• **Assignment**: Your task is to copy every line of the entries that contains "chain".
+-------+
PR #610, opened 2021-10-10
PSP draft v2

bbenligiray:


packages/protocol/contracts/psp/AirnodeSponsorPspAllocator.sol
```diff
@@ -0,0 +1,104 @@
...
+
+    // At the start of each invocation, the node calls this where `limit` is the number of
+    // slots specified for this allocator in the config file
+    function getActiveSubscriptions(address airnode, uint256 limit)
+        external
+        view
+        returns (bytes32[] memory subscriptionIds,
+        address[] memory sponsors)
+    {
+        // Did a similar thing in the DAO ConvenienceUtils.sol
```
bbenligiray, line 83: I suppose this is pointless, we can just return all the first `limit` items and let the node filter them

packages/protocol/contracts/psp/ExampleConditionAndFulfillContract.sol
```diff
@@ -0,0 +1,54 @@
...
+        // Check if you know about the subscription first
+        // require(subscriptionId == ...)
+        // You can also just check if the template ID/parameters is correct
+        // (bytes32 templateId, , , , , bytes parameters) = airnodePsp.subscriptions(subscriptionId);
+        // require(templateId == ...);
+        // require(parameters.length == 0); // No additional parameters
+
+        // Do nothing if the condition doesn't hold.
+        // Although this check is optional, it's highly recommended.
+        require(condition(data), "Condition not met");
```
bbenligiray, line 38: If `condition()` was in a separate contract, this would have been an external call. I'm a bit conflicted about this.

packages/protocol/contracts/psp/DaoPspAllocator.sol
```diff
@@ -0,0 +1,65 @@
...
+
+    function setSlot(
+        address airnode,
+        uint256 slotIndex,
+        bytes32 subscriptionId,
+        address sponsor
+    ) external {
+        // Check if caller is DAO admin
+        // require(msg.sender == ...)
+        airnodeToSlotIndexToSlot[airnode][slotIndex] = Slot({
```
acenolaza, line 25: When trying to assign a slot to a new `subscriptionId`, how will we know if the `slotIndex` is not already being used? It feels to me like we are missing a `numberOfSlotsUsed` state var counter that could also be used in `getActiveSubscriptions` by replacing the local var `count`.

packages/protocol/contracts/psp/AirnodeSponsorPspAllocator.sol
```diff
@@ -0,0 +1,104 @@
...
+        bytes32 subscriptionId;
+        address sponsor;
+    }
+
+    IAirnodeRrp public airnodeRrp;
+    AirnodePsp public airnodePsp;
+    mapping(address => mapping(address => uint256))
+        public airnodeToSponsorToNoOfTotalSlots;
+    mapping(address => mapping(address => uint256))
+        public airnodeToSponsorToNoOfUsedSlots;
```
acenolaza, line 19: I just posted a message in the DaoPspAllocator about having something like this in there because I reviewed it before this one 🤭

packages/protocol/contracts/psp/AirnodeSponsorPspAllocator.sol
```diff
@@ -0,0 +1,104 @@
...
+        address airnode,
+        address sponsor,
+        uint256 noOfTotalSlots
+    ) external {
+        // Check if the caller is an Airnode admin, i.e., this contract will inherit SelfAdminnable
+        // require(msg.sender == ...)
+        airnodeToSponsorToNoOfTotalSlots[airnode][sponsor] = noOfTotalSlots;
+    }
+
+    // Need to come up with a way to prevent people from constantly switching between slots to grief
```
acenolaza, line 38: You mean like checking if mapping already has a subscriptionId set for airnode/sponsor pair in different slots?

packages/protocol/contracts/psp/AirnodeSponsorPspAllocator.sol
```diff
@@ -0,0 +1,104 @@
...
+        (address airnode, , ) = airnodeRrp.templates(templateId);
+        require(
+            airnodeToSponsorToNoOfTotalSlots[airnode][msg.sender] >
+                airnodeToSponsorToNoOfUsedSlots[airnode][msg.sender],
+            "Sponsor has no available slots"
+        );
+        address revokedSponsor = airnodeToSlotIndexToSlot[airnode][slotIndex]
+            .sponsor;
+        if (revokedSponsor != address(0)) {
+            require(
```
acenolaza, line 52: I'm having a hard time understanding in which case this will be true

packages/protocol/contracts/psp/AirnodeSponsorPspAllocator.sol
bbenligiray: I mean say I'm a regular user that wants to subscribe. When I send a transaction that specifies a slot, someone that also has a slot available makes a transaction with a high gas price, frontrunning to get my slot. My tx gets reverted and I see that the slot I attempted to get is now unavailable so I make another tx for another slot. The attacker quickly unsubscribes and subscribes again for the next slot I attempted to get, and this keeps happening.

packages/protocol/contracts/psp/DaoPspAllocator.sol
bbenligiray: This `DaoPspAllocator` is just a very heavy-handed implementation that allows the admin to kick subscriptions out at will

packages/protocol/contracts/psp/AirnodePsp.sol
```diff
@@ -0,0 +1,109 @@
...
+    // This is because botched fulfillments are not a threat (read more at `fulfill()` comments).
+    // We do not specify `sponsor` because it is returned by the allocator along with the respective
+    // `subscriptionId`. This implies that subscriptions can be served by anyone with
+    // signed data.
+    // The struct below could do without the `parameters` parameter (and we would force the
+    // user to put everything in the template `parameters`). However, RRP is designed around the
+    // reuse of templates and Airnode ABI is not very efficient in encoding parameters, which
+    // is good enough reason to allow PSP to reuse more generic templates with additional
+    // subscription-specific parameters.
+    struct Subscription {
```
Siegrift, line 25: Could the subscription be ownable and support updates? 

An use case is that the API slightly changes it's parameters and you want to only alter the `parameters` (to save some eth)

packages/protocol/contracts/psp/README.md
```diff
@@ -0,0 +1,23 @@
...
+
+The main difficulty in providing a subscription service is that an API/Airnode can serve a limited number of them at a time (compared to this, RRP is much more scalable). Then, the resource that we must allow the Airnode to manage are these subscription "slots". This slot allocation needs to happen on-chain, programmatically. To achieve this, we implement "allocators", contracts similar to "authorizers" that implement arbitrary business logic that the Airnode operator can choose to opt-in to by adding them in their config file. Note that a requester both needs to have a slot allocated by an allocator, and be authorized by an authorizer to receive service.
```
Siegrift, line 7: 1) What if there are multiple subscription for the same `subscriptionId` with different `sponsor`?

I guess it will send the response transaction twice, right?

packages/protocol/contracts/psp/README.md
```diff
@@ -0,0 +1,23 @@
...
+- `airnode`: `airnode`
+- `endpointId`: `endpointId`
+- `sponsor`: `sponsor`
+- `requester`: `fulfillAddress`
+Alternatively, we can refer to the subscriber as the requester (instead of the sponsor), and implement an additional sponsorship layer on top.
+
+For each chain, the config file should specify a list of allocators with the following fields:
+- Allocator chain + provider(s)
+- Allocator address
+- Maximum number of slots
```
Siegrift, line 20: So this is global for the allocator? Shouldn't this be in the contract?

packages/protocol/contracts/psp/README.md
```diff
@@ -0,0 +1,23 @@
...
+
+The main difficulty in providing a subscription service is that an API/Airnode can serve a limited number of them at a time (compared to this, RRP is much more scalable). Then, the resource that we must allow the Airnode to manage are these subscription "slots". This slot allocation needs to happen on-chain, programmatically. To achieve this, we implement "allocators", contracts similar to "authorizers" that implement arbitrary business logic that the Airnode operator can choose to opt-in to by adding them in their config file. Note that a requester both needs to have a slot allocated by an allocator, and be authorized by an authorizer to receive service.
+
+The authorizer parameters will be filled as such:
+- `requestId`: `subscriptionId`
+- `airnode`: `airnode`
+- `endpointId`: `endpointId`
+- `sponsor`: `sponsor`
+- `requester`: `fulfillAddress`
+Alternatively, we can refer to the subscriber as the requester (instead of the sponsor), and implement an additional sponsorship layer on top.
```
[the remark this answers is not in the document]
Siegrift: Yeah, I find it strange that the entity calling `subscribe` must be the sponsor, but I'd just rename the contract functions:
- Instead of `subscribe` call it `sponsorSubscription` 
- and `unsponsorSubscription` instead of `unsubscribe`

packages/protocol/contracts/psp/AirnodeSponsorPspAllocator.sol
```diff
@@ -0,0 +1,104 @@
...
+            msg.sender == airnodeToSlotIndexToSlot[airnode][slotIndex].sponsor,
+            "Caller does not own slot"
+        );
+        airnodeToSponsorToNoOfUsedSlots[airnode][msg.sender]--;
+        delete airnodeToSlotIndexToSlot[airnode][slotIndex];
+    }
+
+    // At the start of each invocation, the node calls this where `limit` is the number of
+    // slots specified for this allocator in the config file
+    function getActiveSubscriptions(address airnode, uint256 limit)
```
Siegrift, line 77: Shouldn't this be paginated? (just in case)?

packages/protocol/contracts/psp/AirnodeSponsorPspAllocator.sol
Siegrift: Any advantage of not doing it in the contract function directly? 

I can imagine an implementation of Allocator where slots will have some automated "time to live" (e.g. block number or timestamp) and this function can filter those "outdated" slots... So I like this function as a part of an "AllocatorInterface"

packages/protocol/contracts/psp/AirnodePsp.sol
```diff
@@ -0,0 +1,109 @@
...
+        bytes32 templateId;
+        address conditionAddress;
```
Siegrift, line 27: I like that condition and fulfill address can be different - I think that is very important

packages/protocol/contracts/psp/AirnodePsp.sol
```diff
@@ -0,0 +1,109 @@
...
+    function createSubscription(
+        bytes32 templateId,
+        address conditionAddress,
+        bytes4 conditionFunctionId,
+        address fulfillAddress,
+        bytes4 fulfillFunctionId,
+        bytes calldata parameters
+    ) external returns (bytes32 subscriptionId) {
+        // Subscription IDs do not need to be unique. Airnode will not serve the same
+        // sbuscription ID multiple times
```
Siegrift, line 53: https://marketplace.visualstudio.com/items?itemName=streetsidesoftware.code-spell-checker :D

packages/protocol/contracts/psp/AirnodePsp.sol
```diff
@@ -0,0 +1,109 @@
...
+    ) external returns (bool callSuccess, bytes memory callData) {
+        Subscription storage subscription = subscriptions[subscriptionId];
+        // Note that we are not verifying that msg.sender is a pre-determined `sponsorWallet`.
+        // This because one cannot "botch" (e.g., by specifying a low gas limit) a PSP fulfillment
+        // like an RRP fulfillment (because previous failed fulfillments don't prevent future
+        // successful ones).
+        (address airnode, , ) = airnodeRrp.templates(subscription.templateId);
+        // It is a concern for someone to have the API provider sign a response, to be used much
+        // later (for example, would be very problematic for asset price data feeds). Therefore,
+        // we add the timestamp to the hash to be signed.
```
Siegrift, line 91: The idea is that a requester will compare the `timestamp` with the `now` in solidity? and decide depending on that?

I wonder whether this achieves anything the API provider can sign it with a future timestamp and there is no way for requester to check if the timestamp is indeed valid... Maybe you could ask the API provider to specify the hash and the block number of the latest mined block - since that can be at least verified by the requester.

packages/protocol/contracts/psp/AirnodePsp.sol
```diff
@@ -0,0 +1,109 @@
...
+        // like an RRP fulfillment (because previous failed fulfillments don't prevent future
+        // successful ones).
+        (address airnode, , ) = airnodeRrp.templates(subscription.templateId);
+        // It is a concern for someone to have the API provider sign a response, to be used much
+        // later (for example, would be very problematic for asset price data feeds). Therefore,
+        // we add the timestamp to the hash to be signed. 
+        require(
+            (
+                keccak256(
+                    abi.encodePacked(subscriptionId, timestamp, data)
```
+-------+
• **Solution**:
+The main difficulty in providing a subscription service is that an API/Airnode can serve a limited number of them at a time (compared to this, RRP is much more scalable). Then, the resource that we must allow the Airnode to manage are these subscription "slots". This slot allocation needs to happen on-chain, programmatically. To achieve this, we implement "allocators", contracts similar to "authorizers" that implement arbitrary business logic that the Airnode operator can choose to opt-in to by adding them in their config file. Note that a requester both needs to have a slot allocated by an allocator, and be authorized by an authorizer to receive service.
+For each chain, the config file should specify a list of allocators with the following fields:
+- Allocator chain + provider(s)
+The main difficulty in providing a subscription service is that an API/Airnode can serve a limited number of them at a time (compared to this, RRP is much more scalable). Then, the resource that we must allow the Airnode to manage are these subscription "slots". This slot allocation needs to happen on-chain, programmatically. To achieve this, we implement "allocators", contracts similar to "authorizers" that implement arbitrary business logic that the Airnode operator can choose to opt-in to by adding them in their config file. Note that a requester both needs to have a slot allocated by an allocator, and be authorized by an authorizer to receive service.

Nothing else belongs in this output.